# What needs to be done:
Each line of the data that mentions the string "import" needs to be identified and copied.

# Stored data:
*** Block opens ***

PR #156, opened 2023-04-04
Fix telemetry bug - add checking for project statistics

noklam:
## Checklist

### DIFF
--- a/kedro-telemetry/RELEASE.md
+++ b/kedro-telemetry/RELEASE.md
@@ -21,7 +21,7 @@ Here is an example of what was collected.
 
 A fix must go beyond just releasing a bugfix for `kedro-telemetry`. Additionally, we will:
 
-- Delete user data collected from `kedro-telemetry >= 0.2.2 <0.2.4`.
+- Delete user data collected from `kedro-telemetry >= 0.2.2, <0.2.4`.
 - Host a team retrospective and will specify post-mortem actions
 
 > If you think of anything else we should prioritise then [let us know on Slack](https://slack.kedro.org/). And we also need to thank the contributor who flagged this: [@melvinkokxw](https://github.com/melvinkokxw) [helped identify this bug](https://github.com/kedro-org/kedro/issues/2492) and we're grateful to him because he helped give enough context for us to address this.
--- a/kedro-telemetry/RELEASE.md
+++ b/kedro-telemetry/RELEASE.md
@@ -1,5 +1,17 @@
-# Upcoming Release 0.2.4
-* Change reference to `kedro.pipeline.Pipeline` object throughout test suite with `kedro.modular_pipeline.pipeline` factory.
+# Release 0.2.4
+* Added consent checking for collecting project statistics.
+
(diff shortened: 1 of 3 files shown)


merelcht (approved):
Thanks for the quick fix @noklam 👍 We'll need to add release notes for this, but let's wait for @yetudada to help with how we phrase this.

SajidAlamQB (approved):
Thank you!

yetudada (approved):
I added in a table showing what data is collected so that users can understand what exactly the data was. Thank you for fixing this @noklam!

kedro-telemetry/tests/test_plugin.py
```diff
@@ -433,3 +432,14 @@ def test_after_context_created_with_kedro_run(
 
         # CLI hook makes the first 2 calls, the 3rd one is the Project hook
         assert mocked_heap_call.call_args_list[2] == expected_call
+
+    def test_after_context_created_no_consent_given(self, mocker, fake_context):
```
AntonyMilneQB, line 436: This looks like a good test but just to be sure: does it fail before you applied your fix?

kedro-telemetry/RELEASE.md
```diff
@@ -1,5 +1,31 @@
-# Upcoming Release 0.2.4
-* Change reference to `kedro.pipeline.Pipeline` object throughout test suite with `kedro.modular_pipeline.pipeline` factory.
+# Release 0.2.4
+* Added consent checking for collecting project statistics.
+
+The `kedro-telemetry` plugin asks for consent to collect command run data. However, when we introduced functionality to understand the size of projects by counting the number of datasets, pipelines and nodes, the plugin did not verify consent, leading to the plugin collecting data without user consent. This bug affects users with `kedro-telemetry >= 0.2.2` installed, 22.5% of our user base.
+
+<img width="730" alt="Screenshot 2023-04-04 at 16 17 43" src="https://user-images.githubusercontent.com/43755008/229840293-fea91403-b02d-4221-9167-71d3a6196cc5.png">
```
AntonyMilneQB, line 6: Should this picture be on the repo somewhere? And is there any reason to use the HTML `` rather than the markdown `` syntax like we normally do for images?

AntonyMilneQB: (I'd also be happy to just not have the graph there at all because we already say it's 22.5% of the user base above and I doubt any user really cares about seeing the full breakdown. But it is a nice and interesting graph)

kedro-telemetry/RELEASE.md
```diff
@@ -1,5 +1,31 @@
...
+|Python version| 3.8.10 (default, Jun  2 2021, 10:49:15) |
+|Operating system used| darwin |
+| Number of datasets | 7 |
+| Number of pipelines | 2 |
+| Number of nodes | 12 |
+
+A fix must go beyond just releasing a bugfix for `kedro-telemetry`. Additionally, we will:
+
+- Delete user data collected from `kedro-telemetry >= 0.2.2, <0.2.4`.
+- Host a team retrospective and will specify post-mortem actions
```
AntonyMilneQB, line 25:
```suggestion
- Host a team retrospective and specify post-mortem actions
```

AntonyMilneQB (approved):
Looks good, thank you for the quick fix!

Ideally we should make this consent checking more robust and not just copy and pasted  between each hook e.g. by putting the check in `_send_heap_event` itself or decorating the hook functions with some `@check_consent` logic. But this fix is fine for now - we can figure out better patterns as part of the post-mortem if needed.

*** Block closes ***
*** Block opens ***

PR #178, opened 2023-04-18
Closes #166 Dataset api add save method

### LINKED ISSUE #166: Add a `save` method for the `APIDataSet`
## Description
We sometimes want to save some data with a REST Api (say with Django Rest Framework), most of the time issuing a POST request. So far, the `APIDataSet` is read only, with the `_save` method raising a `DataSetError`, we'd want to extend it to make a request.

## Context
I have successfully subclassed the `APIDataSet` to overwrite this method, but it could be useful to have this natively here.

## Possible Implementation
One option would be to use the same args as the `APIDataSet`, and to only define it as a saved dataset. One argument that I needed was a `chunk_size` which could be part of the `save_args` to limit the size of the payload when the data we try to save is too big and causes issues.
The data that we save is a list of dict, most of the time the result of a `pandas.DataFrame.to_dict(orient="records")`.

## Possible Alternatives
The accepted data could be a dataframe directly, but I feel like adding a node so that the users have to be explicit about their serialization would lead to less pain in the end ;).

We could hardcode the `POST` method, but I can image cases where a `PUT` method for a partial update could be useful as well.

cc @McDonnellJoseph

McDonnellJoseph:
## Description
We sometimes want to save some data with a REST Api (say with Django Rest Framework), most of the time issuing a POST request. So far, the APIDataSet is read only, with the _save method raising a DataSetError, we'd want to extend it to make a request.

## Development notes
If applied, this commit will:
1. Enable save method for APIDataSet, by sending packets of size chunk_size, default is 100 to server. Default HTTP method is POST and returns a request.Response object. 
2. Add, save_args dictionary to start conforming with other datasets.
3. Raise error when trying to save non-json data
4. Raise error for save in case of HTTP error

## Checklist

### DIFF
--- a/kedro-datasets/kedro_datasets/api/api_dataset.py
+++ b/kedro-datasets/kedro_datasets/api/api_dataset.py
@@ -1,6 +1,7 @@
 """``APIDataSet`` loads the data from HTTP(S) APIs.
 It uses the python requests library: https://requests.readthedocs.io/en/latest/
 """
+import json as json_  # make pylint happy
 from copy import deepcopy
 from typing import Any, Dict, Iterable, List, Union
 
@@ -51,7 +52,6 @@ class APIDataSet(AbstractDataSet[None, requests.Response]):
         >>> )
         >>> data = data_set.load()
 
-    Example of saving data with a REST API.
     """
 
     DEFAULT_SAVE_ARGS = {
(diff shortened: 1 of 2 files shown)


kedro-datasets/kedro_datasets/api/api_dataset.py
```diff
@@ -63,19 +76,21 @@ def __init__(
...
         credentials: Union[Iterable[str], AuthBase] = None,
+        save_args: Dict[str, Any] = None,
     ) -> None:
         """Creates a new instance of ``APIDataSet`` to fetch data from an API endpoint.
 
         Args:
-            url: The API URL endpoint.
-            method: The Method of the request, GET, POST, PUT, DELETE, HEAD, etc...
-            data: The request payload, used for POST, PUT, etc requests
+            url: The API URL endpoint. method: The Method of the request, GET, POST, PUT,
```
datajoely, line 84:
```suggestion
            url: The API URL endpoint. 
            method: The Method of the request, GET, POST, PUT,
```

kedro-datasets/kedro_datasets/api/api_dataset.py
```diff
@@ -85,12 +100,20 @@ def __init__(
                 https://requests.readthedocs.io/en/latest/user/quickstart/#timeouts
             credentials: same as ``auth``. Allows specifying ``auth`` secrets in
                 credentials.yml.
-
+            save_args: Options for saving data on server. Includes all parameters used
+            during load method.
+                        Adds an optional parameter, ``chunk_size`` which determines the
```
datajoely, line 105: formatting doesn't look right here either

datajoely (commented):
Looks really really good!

*** Block closes ***

# Output below:
+import json as json_  # make pylint happy
 from copy import deepcopy
 from typing import Any, Dict, Iterable, List, Union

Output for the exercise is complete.